Der Gesang und seine Techniken haben sich über die Zeit hinweg ebenso verändert wie die Bau- und Spielart der Instrumente. Wohin könnte sich die Stimme in Zukunft entwickeln, wenn sich tradierte Gesangsweisen mit neuen Impulsen verbinden? In der Praxis müssen sich Sängerinnen und Sänger vor allem für das vorherrschende Opernrepertoire wappnen. Die Konkurrenz ist groß. Und da das Repertoire aus Barbara Konrads Sicht recht beschränkt ist, hält sie es auch nicht für wahrscheinlich, dass sich die Stimme in diesem Kontext alleine weiterentwickeln wird: „Die Sänger werden alles daran setzen, die Stimme so auszubilden, wie der Markt es verlangt. Solange der Markt so ist, dass – ich kann zumindest für Österreich sprechen – die meisten Subventionen an die großen Opernhäuser gehen und die kaum mit Neuem experimentieren, wird sich glaube ich auch die Stimme nicht woanders hin entwickeln.“

„Die historische Aufführungspraxis beeinflusst auch moderne Sinfonieorchester. Der eine lernt vom anderen, und das ist auch gut so.“

Barbara Konrad

Die Erwartungen an junge Sängerinnen und Sänger seien hoch, sagt Natalie Pérez. Müssen sie Generalisten sein? An einem Abend Monteverdi, am nächsten Rihm, und das alles auf Top-Niveau?

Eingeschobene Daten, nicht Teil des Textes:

PR #895, opened 2023-06-25
fix: Renaming Cursor Functions

aryan-rajoria:
- [x] Renaming Cursor Functions to better understand their uses.
- [x] Fixing create_vector_index() docstring


jarulraj:
@aryan-rajoria Please update the docs as well, that's very important.

jarulraj:
@aryan-rajoria We need to update the notebooks and test cases

PR #900, opened 2023-06-26
app: unit test for youtube_channel app, prompt option in ChatGPT

Chitti-Ankith:
Added a pytest for youtube_channel_qa app in tests/app_tests/ in test_youtube_channel_qa.py.

Added an optional prompt option in ChatGPT UDF so that apps can pass in custom requirements instead of modiying the chatgpt UDF directly.

Modifying the youtube_qa.py app on the local video to have a custom prompt as "Generate all responses as a pirate" created:

'Arrr, matey! The war in Ukraine has been raging for over 400 days, but it's not Russia or Ukraine that's winning - it's the US oil companies. These companies have made over $200 billion in profits from the instability caused by the war. Exxon Mobile alone made $56 billion in 2022. This is not the first time American oil companies have profited from war - they did the same thing in Iraq. The US officials sold a lie to go to war in Iraq, and while they didn't find any weapons of mass destruction, they did find lots of oil. Now, they're repeating the same story in Ukraine, feeding another war and filling the coffers of US oil companies. Arggg, it's a sad tale indeed.'


evadb/udfs/chatgpt.py
```diff
@@ -95,30 +96,45 @@ def completion_with_backoff(**kwargs):
             len(openai.api_key) != 0
         ), "Please set your OpenAI API key in evadb.yml file (third_party, open_api_key) or environment variable (OPENAI_KEY)"
 
-        prompts = text_df[text_df.columns[0]]
         queries = text_df[text_df.columns[0]]
```
jarulraj, line 99: @Chitti-Ankith Can you add comments with two examples of how this works for different types of inputs -- what would be `prompts` and `queries` etc.

For these two examples `ChatGPT(prompt, query)` and `ChatGPT(query)`. We could add this in the UDF doc string as well.

jarulraj:
Subsumed in #904

PR #908, opened 2023-06-27
feat: migrate to sqlalchemy 2.0

gaurav274:


jarulraj (approved):

jarulraj:
Is it a good idea to keep the old code and do a version check for `sqlalchemy`? Have most packages moved to 2.0?

gaurav274:
> Is it a good idea to keep the old code and do a version check for `sqlalchemy`? Have most packages moved to 2.0?

I tested with the older version of `sqlalchemy`. It works so we should be good.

In der Ausbildung an der Musikhochschule eignen sich Gesangsstudierende die Stile verschiedener Epochen an, vom Barock bis zur zeitgenössischen Musik. Darüber hinaus können sie eigene Schwerpunkte setzen. Aber man kann nicht alles können: „Wenn man zum Beispiel mit romantischer Violinmusik erfolgreich im Konzertbetrieb ist, bleibt nicht die Zeit, sich mit einem so umfassenden und unterschiedlichen Gebiet wie dem der Renaissancemusik so intensiv auseinanderzusetzen, so dass man zu einem befriedigenden Ergebnis kommt“, sagt Barbara Konrad. Eugène Michelangeli wünscht sich, dass jeder seinen individuellen Weg findet und damit vom Markt und vom Publikum angenommen wird. Die Vielfalt aus Generalisten wie Spezialisten sei bereichernd. So hätten etwa Erkenntnisse der historischen Aufführungspraxis auch Einzug in moderne Sinfonieorchester gefunden, wie Barbara Konrad anmerkt – „der eine lernt vom anderen, und das ist auch gut so.“

Eugène Michelangeli

Dabei gibt es gerade zwischen ganz alter und ganz neuer Musik interpretatorische Schnittmengen: „In der barocken Oper muss sich ein Sänger nicht mit Lautstärke gegen ein großes Sinfonieorchester durchsetzen. Dadurch bleibt Raum für nuanciertere Tongebung, Artikulation, Klangfarben und für das Einfügen von Verzierungen”, erklärt Barbara Konrad. „Es gibt Sänger, die mit den gleichen Techniken der geraden Stimme ohne Vibrato dann auch zeitgenössische Musik aufführen.“

Die Art zu singen hat sich im letzten Jahrhundert rasant verändert. Das hat auch mit den Möglichkeiten aufgezeichneter Musik zu tun, die sich immer stärker ausweiten: „Dadurch, dass wir im Alltag viel mehr mit aufgezeichneter als mit Live-Musik zu tun haben, verändert sich auch unser Verhältnis zur Live-Musik“, sagt Michelangeli. „In der klassischen Musik ist das besonders stark sichtbar. Plakativ gesagt: Alles muss nur noch perfekt, sauber und CD-reif sein.“ Eine eigene Herangehensweise zu finden werde schwieriger, weil man oft schon das perfekte Ideal einer Aufnahme im Hinterkopf habe.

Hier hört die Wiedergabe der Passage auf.